_Required work_
Transcribe, without alteration, the line that includes "feat(workspace): add dim-only focus style" and each line after it until the records end, omitting all that precede it.

_Data for processing_

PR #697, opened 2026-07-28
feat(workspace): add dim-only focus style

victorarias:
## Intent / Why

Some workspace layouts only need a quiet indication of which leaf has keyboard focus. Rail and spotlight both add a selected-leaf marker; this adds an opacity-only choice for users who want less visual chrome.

_Reply_
feat(workspace): add dim-only focus style

victorarias:
## Intent / Why

Some workspace layouts only need a quiet indication of which leaf has keyboard focus. Rail and spotlight both add a selected-leaf marker; this adds an opacity-only choice for users who want less visual chrome.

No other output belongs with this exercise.